LOSA members have a private Facebook page, which has been a source of comfort for many of us lately. Just knowing that we are sharing a lot of the same feelings provides a new level of camaraderie. We are all at different phases of our careers. Some are just starting out, having finished their first season at Lyric, with so many years of singing on that magnificent stage ahead of them. There are those in their singing prime, missing this time to express themselves to audiences, through their strong voices. Similar to athletes’ and ballet dancers’ bodies, singers’ voices don’t last forever. Then, there are those in the twilight years of their careers at Lyric, like Tom Sillitti, bass, who is not sure that after this pandemic is over, there will be “the possibility of ever walking onto that great stage again, among all the history that I am now part of. It is already feeling like losing a loved one, and not having closure. I’ve been fortunate to be part of the celebrations for so many of my former colleagues as they prepared to leave the profession they loved. But what happens now to those of us who will most likely never experience that wonderful closeness of treasured colleagues, having the experience of preparing your last entrance onto the stage, or the bitter-sweetness of your final bow. I know that time will heal some of these emotional wounds, but there will always be a feeling of something very important and integral to my life being incomplete. Let’s just hope that there is a viable treatment or vaccine soon that gives us just a little more time together on that marvelous stage!”
Life goes on…
Many LOSA members have started to get low on funds and have found other sources of income unrelated to our long and satisfying careers in live opera. Ron Watkins is one of them. He is one of the hardest working colleagues that we have. After 2 weeks of working 10 hour days, aerating lawns, he is already being groomed to be a Lawn Specialist. However, he was recently asked to record 2 songs for Lake Street Church of Evanston, “It’s a Beautiful Day in the Neighborhood” and “What a Wonderful World”.

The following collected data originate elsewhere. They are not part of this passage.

PR #388, opened 2020-03-25
alpm: handle blank target name for progress cb

### LINKED ISSUE #173: [ALPM] itemProgress reported for unknown packages
As reported by `pkmon`:
```
/1211_bddeabcc  item-progress ,80 [unknown]
```

On PackageKitQt::Transaction::itemChanged I get a "" empty string itemID.

Appadeia:
When the target name is blank, the callback is generally for the
transaction in general and not for an unknown item. This handles
all instances where libalpm currently emits a progress callback with a blank
name.

Fixes #173.

### DIFF
--- a/backends/alpm/pk-alpm-transaction.c
+++ b/backends/alpm/pk-alpm-transaction.c
@@ -194,6 +194,34 @@ pk_alpm_transaction_progress_cb (alpm_progress_t type, const gchar *target,
 	g_assert (pkalpm_current_job);
 	job = pkalpm_current_job;
 
+	if (g_strcmp0(target, "") == 0) {
+		switch (type) {
+			case ALPM_PROGRESS_KEYRING_START:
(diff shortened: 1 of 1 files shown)


backends/alpm/pk-alpm-transaction.c
```diff
@@ -194,6 +194,34 @@ pk_alpm_transaction_progress_cb (alpm_progress_t type, const gchar *target,
 	g_assert (pkalpm_current_job);
 	job = pkalpm_current_job;
 
+	if (target == "") {
```
hughsie: does that work? Surely you mean NULL? Otherwise it probably needs to be `g_strcmp0`

Appadeia: The string isn't a null pointer in this case, but a `""` string.

aleixpol: Then you'll have to change it to `if (g_strcmp0(target, "") == 0) {` as @hughsie  said.

PR #405, opened 2020-06-11
pkcon: exit with retval 5 if no packages needed be installed

DimStar77:
In case a user asks pkcon to install an already installed package,
so far we returned with:

  Fatal error: The packages are already all installed
  (detailed string provided by the backend)

and retval 7.

Taking pkcon's manpage into account, retval 5 is more appropriate:

RETURN VALUES
       0
           Success

       5
           Nothing useful was done.

       7
           The transaction failed, see the detailed error for more information.


DimStar77:
The only thing here is that we still print

> Fatal error: The packages are already all installed

Maybe we should rather change that to something like

> Info: The packages are already all installed

The 2nd case used for retval 5 seems to be REPO_NOT_AVALAIBLE (where fatal: makes sense)

PR #406, opened 2020-06-24
Use statements for SQL queries with input.

jusa:


src/pk-transaction-db.c
```diff
@@ -288,83 +288,207 @@ pk_transaction_db_get_list (PkTransactionDb *tdb, guint limit)
...
 }
 
-gboolean
-pk_transaction_db_add (PkTransactionDb *tdb, const gchar *tid)
+static sqlite3_stmt*
+pk_transaction_db_prepare (PkTransactionDb *tdb, const gchar *sql)
 {
-	g_autofree gchar *timespec = NULL;
-	g_autofree gchar *statement = NULL;
+	sqlite3_stmt *statement = NULL;
```
hughsie, line 294: can we define an g_autoptr() here please; all the `goto out`'s look kinda bad.

src/pk-transaction-db.c
```diff
@@ -288,83 +288,207 @@ pk_transaction_db_get_list (PkTransactionDb *tdb, guint limit)
...
+out:
+	sqlite3_finalize (statement);
+
+	return rc == SQLITE_OK;
 }
 
-gboolean
-pk_transaction_db_set_cmdline (PkTransactionDb *tdb, const gchar *tid, const gchar *cmdline)
+static gboolean
+pk_transaction_db_set_ints2_strings1 (PkTransactionDb *tdb, const gchar *sql, gint first, gint second, const gchar *third)
```
hughsie, line 396: I really don't like this template style, sorry; I think sqlite3_bind_int just has to go in the caller.

jusa: That's fine, I just went a bit overboard with the functions. Other than those where two strings are applied these are not used elsewhere so no point in having separate functions.

PR #408, opened 2020-06-27
Fix #342 by ignoring the HookDir directive and updating meson version to prevent a minor warning

### LINKED ISSUE #342: PackageKit service fails with a core-dump due to unsupported directive HookDir in pacman.conf.
**PackageKit version**

> 1.1.12-1

**Used distribution**

 > Manjaro Stable

**Expected behaviour you didn't see**

 > PackageKit service should be able to parse a standard pacman.conf file without core dumping. Being able to deal with unknown directives could be the best solution for parameters that are not relevant to PackageKit working.

**Unexpected behaviour you saw**

 > The PackageKit service fails with a core dump when it encounters the unknown directive `HookDir`.

```
   Active: failed (Result: core-dump) since Thu 2019-09-26 16:52:37 -03; 2min 38s ago
  Process: 31837 ExecStart=/usr/lib/PackageKit/packagekitd (code=dumped, signal=TRAP)
 Main PID: 31837 (code=dumped, signal=TRAP)

set 26 16:52:37 erico-xps systemd[1]: Starting PackageKit Daemon...
set 26 16:52:37 erico-xps PackageKit[31837]: daemon start
set 26 16:52:37 erico-xps packagekitd[31837]: Failed to initialize alpm: using /etc/PackageKit/alpm.d/pacman.conf: /etc/PackageKit/alpm.d/pacman.conf:8/etc/pacman.conf:17unrecognised directive 'HookDir'
set 26 16:52:37 erico-xps systemd[1]: packagekit.service: Main process exited, code=dumped, status=5/TRAP
set 26 16:52:37 erico-xps systemd[1]: packagekit.service: Failed with result 'core-dump'.
set 26 16:52:37 erico-xps systemd[1]: Failed to start PackageKit Daemon.
```

**Steps to reproduce the problem**

You just need a `HookDir` directive in the `[options]` header in `/etc/pacman.conf`.

**Observation**

* This issue has been present since 2016, at least: https://bbs.archlinux.org/viewtopic.php?id=213009
* https://bugs.freedesktop.org/enter_bug.cgi?product=PackageKit doesn't allow reporting bugs for PackageKit, nor is it available on freedesktop's GitLab instance.
* I am interested in implementing the necessary fix, but I would need to know whether it's best to ignore all unknown directives or just make the `HookDir` directive "known".

MarcJose:
This provides one possible solution for the crashes when using pacman by ignoring the "HookDir" directive. Another possible solution would be to ignore all unknown directives but having atleast some control over it is probably preferred.
Also the minimum required meson version is updated to 0.50.0 to prevent a warning thrown during the build.

### DIFF
--- a/backends/alpm/pk-alpm-config.c
+++ b/backends/alpm/pk-alpm-config.c
@@ -598,6 +598,11 @@ pk_alpm_config_parse (PkAlpmConfig *config, const gchar *filename,
 			/* Ignore "Usage" key instead of crashing */
 			continue;
 		}
+		
+		if (g_strcmp0 (key, "HookDir") == 0 && str != NULL) {
+			/* Ignore "HookDir" key instead of crashing */
+			continue;
+		}
 
 		/* report errors from above */
 		g_set_error (&e, PK_ALPM_ERROR, PK_ALPM_ERR_CONFIG_INVALID,
--- a/meson.build
+++ b/meson.build
@@ -1,7 +1,7 @@
 project('PackageKit', 'c',
   version : '1.2.1',
   license : 'LGPL-2.1+',
-  meson_version : '>=0.47.0',
+  meson_version : '>=0.50.0',
   default_options : ['warning_level=2', 'c_std=c99'],
 )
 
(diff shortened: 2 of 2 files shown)


hughsie:
Not the meson fix, the warning is benign and bumping meson causes CI and stable distro issues.

PR #414, opened 2020-07-28
Update Nix backend to use Nix Flakes

matthewbauer:
This is a large overhaul of the Nix backend. It now is much faster
since it can make use of the eval caching that is available in Nix 2.4.


hughsie:
I have no problem with this, but do we know who is the current "maintainer" of the Nix backend for PK?

matthewbauer:
> I have no problem with this, but do we know who is the current "maintainer" of the Nix backend for PK?

I think it's probably me! I was the last to modify it at least.

hughsie (approved):
Looks good to me, but please squash before merging

PR #424, opened 2020-08-20
Fix setting libexecdir for command-not-found helper.

QuLogic:
Otherwise you end up with `libexec/...` in `PackageKit.sh` instead of `/usr/local/libexec/...`.

### DIFF
--- a/contrib/command-not-found/meson.build
+++ b/contrib/command-not-found/meson.build
@@ -13,7 +13,7 @@ executable(
 )
 
 bashprofile_config_data = configuration_data()
-bashprofile_config_data.set('LIBEXECDIR', get_option('libexecdir'))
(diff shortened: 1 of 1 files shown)


hughsie:
What distro? Isn't the other problem that you would get /usr/usr/libexec for building rpms for instance?

QuLogic:
No, `join_paths` will drop any paths before an absolute path. This method is already used all over your `meson.build` files for `*DIR` variable substitutions that need to be absolute.

QuLogic:
And [Fedora 33](https://bugzilla.redhat.com/1870438).

hughsie:
> No, join_paths will drop any paths before an absolute path

Ahh gotcha, thanks!

PR #432, opened 2020-09-18
Dependency handling by user.

nintyfan:
Some things worked at last, but you must install servicesUI (daemonUI) and Bonsole. There's still many things to do. For example, I prefer to find a way do not block packagekit daemon. You probably think rendering UI by daemon at all is bad idea, but it have many advantages. I am not sure it at all less secure. Take in mind we talking about dependency handling. What if discover or some other software ran by user take decision about how solve dependencies instead of user? It also allows to repair older software and delivering new possibilities to it. It could be better if I don't block packagekit, so I will search a way to achieve this. Another, but related thing is that currently my solution is only for single user. Bonsole library could be initialized only once, so I must add support for fork child process, which will use Bonsole library and communicate with Packagekit. I imagine, that If I do this, I could replace current code with non-blocking one. For example remember pipe and pid of child in job structure, do not send response just after zypp_perform_execution ends, but when task is really done. Cache code must be better - packagekit don't clean cache related to selection (it create cache file to user selection, so if user handle dependency it won't be asked second time for handling after password type). Cache also made easier to do non-blocking packagekit, because we could perform lock zypper, release lock when dependency error and user interaction is needed, render UI, wait for user interaction, lock package manager, perform the same test, release lock, render UI, ..., perform operation. I also look how to modify servicesUI to made possible non-blocking behavior. For example render UI by service UI and launch packagekit if user send form. There's many possible solutions.

I must admit I'm beginner C programmer. C++ is not my best skill. I'm waiting for any suggestions. That's not final merge request, but request for code review. I known my code look like a rubbish.


nintyfan:
I modify code, so it's now more behaves more correctly. I correct cache behavior, so user don't be forced to handle dependency twice and there's no wrong assumption cache file associate to current change. We cache user responses, so now my code behaves much better.

I still have many things to do. For example I must add code to remove cache files on exit and split UI code to different process, so we will have multiuser support and we could reduces privileges of UI by passing restrictions to UI process' rights.

README
```diff
@@ -5,3 +5,8 @@ PackageKit is a DBUS abstraction layer that allows the session user to manage
 packages in a secure way using a cross-distro, cross-architecture API.
 
 For more information, please see http://www.packagekit.org
+
```
AsciiWolf, line 8: This was probably intended to be for your personal fork, not the upstream README.

nintyfan:
Zypp backend needs only lifting up, I think. I need some advice about anothers backend - CI don't pass. And of course, mark my work, do any suggestions.

ximion:
One thing that should actually be mentioned: PackageKit has a policy of never asking questions once a transaction is triggered (previously also known as "hughsie's law"), and we go through great lengths to prevent that. The only exception is probably certain high-priority Debconf questions getting passed through on Debian, but everything else adheres to that rule, and it is also an essential requirement for offline updates.
I don't know what Bonsole is (yet), but if this change allows asking users to run through manual dialogs before or while a transaction is executed, it's very unlikely to get merged.
In the case of dependency resolution there is also the question of why a package manager would be unable to find a good solution on its own and apply that, instead of nagging the user about it. In other words, the package manager should be improved to find better solutions and "just do the right thing" instead of asking the user to do dependency resolution for it.

ximion:
As for the Ci failures: You are building the `dependency-solving-helper` binary unconditionally and therefore have an unconditional dependency on `libbonsole`, so it will always be built & linked (and therefore fail on the CI system, as `libbonsole` doesn't exist there).

nintyfan:
@ximion 
About hughsie's law and my series of patches. My work is indeed to only asks for select of solution before start download/install. Currently, I use a hack. PackageKit create a job object. In zypp backend I asks solver to solve dependency and if it's not satisfied, I start helper program, read all solve options and pass to this program and next set special flag to not done. We store job object in special field of zypp backend's struct and pass it as callback argument of some gio related function. In next step, I return from zypp_backend_perform_execution. The trick is related to checking in some previous function in stack our flag is set and do not end transaction. When user tell dependency solving helper, what to do, our gio function call zypper_perform_execution again with stored object. If all test passed, we set done flag to true, start transaction and exit. Now we can delete job object.

I saw PackageKit have function to test transaction is interactive. I suppose I must check value of this flag.

Bonsole's source are on source forge. No packages yet - only sources. Bonsole is a project, which are assemblies by client library and web browser with UI and etc. to support Bonsole apps. Bonsole means browser console, but it's support html form, buttons, etc. When UI isn't accessible, client library will load console backend and translates Bonsole's markup language to console tui app. Bonsole uses special markup language and xslt to translate it output for console/web browser backend (depending which backend are loaded).

About package manager. There could be many cases like updating some software could causing dependency problem. I often got problem with updating software in OpenSUSE Tumbleweed. Situation could be similar: package A request older version of libA, but package manager tries to update package B, which needs newer version of libA. When using of tray applet, in many cases I was unable to update my system.

nintyfan:
About the CI system. I learn meson/ninja currently, but I thought helper was disabled on my system, I added this line:
`option('dependency_handling_by_user', type : 'boolean', value : false)
`
To meson_options.txt
And these:
`if get_option('dependency_handling_by_user')
  subdir('helpers')
endif
`
At bottom on meson.build.
I will learn meson and try to correct this, but if you suggest me solution, I will be happy.

nintyfan:
@ximion:
Ok. Two tests passed, but there is some warning in compilation process. Should I remove it before further processing?

nintyfan:
@ximion:
I prepared Bonsole packages for OpenSUSE Tumbleweed. Go to software.opensuse.org, type BonsoleRTA and install each of three packages (of course, on VM). DaemonUI packages and Packages for other distro (especially for Fedora) are pending. There still some issues (no devel packages and you must type sudo ldconfig after installing), but I will solve each issue in end of next week, I hope.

After taking time to practice and record those songs, he said, “No matter what else I do, I am an artist.” My colleague Max Wier believes that every employer should hire singers. “We are the most adaptable people, have smiled through the worst, and have worked with every personality type, becoming an expert in a skill that requires the most multitasking than almost any other career path: language, subtext, technique, memorization. Having the skills to survive the environment long enough to have a steady career of any kind- mentally, physically, socially, we are armed and armored with an amazing quiver of skills valuable in several workplaces. We are the definition of self-motivated and team players.” Fortunately, many of us have the ability, passion, and technical fortitude to teach voice lessons, and make recordings. This musical outlet feeds our souls, and helps the next generation of songbirds to find their voices. Once an artist, always an artist.